The main theorem in Chapter 11 of "Topology and Groupoids" is that if the group $G$ acts properly and discontinuously on a Hausdorff space $X$ which admits a universal cover, then the fundamental groupoid of the orbit space $X/G$ is isomorphic to the orbit groupoid $\pi_1(X)/\!/G$. (Any improvement suggested? The key point is that if a group acts on a space $X$ then it also acts on the fundamental groupoid $\pi_1 (X)$, so that the orbit groupoid is defined by an obvious universal property.) The proof goes by verifying the appropriate universal property.
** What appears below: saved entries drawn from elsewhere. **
PR #467, opened 2022-09-17
fix modules prefix

cronyx:


widgetii (approved):
For now, it should work on both platforms, I hope we can more further after openhilison develops in the future

PR #480, opened 2022-09-22
3516cv100+imx122 requires GPIO setup

carbofos:


FlyRouter (changes requested):
We need to finalize the final edits, maybe close this one and make a new PR from scratch.

PR #526, opened 2022-10-27
Added kernel module argument to select higmac phy addr: of_mdio.higma…

carbofos:
…cphy


FlyRouter:
Good research, thank you !

PR #533, opened 2022-11-01
Change release filename to names like openipc.hi3516cv300-ultimate-no…

widgetii:
…r.tgz


FlyRouter (approved):
Good job, thank you !

PR #547, opened 2022-11-07
detect flash type by ipcinfo

cronyx:
Attention to others: This changes does not contain backward compatibility! Do not merge it!


themactep (commented):
Don't we have exit codes in ipcinfo? Checking $? for zero would be more kosher. Or at least checking results against a list of valid expected values. If it is outside the list then employ the old method.

cronyx:
> Don't we have exit codes in ipcinfo? Checking $? for zero would be more kosher. Or at least checking results against a list of valid expected values. If it is outside the list then employ the old method.

ipcinfo don't have exit codes.

themactep (approved):

PR #549, opened 2022-11-12
Create mavlink.conf

anzhdan2:
Конфигурация Mavlink


cronyx:
This config comes in the mavlink-router package and should not be installed from the wifibroadcast package, port changes from this PR will be done in the next update.

PR #598, opened 2022-12-22
fix build rtl8188fu driver

cronyx:


FlyRouter (approved):
Good job !
Thank you !

PR #621, opened 2023-01-24
fix segfault in audio on v1 chips (SDK uses old version of "stat")

pianist:


widgetii (changes requested):
Please remove general/package/hisilicon-osdrv-hi3516cv100/libhisicompat/sTaT.o from this PR

widgetii (approved):

PR #652, opened 2023-02-28
LTE-FPV version with usb-modeswitch

whoim2:
remove wfb-ng and more packages
add usb_modeswitch
changed /etc/network/interfaces
changed /packages/majestic/majestic.mk (fix for compile as fpv)
tested at huawei e3372h


FlyRouter (changes requested):
Requires fine-tuning of sent PRs
- you need an argument for the chosen configuration file name, why the lte prefix is set before the firmware type
- remove the LTE interface comment, it is not needed, and also either disable its launch through the manual installation or remove it from the list altogether, don't forget that this config is used in all projects where no modems are connected
- replace the deleted patch - general/package/all-patches/wireguard-linux-compat/remove_fallthrough.patch

whoim2:
When compiling a new config, I ran into a situation where one of the name elements must be among ultimate , lite or fpv and it must be located last. This was about majestic.mk, although I still had to make corrections. But a number of commands for trimming the defconfig name, as I understand it, expect a mandatory part like fpv to be located last.

The very name of the config indicates that the assembly is intended for use in conjunction with a 4G LTE modem and at the same time with FPV, more precisely as a blank for such use. In fact, the majestic streamer and a number of tunnels / vpn remained there. And the means for the operation of the e3372 modem were integrated.

PR #655, opened 2023-03-02
added Archer T4U to wifibroadcast startup script

micbuh:
USB id 2357:0101 belongs to TP-Link Archer T4U
https://linux-hardware.org/?id=usb:2357-0101

consider to use the possible device IDs of th driver.


cronyx:
Thanks!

The problem of calculating this orbit groupoid is also dealt with there. As an example, the fundamental group of the symmetric square of a space is calculated. See also arXiv:math/0212271 for an account of some of this Chapter.
A basic paper on orbit groupoids is
J. Taylor, "Quotients of groupoids by the action of a group", Math. Proc. Camb. Phil. Soc., 103, (1988) 239-249.
Later: I should also mention the earlier work, but not using the language of groupoids, of M.A. Armstrong, in two papers:
"Lifting homotopies through fixed points", Proc. Roy. Soc. Edinburgh A93 (1982) 123--128. Also II 96 (1984) 201--205.
Ross Geoghegan in his review in MathSciNet of the second paper in 1986 writes: "These two papers show which parts of elementary covering space theory carry over from the free to the nonfree case. This is the kind of basic material that ought to have been in standard textbooks on fundamental groups for the last fifty years."